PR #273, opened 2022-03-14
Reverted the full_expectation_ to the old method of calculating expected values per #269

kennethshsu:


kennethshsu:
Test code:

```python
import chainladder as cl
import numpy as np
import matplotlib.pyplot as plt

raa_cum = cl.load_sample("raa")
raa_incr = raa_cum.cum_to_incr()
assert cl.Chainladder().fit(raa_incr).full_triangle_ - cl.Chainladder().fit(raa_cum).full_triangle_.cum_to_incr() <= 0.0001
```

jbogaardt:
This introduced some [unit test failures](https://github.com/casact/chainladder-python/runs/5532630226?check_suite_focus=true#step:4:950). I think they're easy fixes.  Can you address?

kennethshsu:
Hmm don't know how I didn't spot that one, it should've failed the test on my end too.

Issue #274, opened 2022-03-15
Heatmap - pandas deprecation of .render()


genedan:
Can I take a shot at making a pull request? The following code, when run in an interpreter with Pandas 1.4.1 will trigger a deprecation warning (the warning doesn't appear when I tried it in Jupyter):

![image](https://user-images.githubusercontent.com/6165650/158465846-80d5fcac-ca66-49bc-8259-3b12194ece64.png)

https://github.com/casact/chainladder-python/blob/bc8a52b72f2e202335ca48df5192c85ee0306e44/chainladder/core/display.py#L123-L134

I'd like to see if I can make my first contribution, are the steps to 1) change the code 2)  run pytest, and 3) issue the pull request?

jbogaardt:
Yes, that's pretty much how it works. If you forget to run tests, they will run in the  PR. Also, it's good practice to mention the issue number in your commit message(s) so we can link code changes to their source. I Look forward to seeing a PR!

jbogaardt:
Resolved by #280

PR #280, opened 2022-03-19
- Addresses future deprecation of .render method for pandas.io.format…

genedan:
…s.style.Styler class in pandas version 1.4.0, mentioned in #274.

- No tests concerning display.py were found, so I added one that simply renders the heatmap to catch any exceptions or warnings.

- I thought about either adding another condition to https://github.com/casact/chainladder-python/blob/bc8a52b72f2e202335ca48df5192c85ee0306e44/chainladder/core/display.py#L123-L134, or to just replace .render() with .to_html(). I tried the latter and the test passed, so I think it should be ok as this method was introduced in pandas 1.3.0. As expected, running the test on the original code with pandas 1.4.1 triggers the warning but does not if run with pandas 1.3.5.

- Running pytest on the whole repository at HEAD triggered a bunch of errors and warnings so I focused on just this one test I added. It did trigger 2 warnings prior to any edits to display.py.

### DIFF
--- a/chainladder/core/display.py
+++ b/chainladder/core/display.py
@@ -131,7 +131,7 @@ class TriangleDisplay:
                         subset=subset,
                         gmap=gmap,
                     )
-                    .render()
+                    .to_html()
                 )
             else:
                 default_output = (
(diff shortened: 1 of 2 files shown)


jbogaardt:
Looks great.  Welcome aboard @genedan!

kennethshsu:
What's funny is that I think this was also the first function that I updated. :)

-*-*-

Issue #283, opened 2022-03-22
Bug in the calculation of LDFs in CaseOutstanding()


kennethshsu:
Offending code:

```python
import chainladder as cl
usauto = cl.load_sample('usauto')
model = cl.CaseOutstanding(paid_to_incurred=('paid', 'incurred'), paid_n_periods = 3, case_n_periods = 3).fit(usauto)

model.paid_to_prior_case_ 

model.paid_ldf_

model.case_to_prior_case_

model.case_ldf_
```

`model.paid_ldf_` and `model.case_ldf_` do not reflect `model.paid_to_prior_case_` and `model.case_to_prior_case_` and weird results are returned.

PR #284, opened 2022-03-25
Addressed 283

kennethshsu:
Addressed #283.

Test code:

-*-*-

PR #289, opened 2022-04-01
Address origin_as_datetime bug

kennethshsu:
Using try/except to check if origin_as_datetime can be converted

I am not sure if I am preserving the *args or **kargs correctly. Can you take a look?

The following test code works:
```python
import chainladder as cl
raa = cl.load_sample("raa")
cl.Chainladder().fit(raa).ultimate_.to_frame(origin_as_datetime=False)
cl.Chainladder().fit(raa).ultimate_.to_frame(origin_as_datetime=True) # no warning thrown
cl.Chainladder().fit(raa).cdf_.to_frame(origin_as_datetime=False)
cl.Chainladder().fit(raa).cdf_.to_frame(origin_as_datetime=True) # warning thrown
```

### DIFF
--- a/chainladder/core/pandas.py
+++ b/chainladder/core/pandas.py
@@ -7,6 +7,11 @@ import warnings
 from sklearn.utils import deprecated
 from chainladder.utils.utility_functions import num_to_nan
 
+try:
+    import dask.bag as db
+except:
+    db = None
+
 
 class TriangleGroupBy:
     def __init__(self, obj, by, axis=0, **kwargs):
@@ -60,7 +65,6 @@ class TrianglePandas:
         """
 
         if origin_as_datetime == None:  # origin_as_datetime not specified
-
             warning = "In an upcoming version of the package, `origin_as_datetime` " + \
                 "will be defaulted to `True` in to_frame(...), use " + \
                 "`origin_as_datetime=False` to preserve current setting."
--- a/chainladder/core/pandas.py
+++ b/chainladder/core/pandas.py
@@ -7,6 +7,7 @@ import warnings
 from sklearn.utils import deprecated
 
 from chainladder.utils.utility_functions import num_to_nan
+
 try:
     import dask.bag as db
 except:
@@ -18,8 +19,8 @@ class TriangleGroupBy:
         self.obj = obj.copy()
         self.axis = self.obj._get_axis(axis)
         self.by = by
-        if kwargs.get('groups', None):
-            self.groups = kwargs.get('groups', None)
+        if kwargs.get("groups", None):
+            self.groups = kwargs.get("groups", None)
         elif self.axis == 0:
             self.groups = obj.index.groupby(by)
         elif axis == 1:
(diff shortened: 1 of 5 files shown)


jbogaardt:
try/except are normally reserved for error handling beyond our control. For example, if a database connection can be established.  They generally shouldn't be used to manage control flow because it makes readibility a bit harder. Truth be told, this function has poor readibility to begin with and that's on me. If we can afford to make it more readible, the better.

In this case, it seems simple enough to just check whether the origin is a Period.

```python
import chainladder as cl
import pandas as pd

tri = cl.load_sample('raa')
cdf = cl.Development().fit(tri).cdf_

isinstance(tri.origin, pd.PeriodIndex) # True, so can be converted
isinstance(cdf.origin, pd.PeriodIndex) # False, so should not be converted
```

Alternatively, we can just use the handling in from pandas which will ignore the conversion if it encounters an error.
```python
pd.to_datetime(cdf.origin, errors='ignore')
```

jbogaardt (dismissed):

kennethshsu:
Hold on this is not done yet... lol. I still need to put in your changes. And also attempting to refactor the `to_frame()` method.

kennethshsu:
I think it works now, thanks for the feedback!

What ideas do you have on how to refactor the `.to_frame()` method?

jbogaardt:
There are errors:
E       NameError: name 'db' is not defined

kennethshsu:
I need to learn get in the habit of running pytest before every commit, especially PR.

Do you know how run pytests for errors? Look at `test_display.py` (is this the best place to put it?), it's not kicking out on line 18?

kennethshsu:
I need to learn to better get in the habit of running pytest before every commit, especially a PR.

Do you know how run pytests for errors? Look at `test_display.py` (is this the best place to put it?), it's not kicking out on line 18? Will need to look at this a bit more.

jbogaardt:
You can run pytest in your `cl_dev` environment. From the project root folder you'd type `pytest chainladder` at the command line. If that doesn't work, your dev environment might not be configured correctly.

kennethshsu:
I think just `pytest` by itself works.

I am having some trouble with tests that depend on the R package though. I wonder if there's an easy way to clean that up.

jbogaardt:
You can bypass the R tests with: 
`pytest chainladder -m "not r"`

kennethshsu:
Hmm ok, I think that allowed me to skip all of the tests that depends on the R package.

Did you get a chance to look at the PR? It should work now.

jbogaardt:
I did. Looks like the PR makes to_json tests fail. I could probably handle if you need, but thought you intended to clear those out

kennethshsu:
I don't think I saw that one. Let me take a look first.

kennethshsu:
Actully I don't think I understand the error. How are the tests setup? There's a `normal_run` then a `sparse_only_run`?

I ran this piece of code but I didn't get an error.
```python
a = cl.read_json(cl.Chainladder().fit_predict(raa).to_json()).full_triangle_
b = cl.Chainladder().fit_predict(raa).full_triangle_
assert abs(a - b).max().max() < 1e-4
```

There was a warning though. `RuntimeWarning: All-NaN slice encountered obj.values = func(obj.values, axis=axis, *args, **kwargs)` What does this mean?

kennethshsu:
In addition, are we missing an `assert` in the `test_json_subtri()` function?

-*-*-

# What is expected
Check each line of the listing above for the string "changes" and return those that contain it.

# Result
Yes, that's pretty much how it works. If you forget to run tests, they will run in the  PR. Also, it's good practice to mention the issue number in your commit message(s) so we can link code changes to their source. I Look forward to seeing a PR!
Hold on this is not done yet... lol. I still need to put in your changes. And also attempting to refactor the `to_frame()` method.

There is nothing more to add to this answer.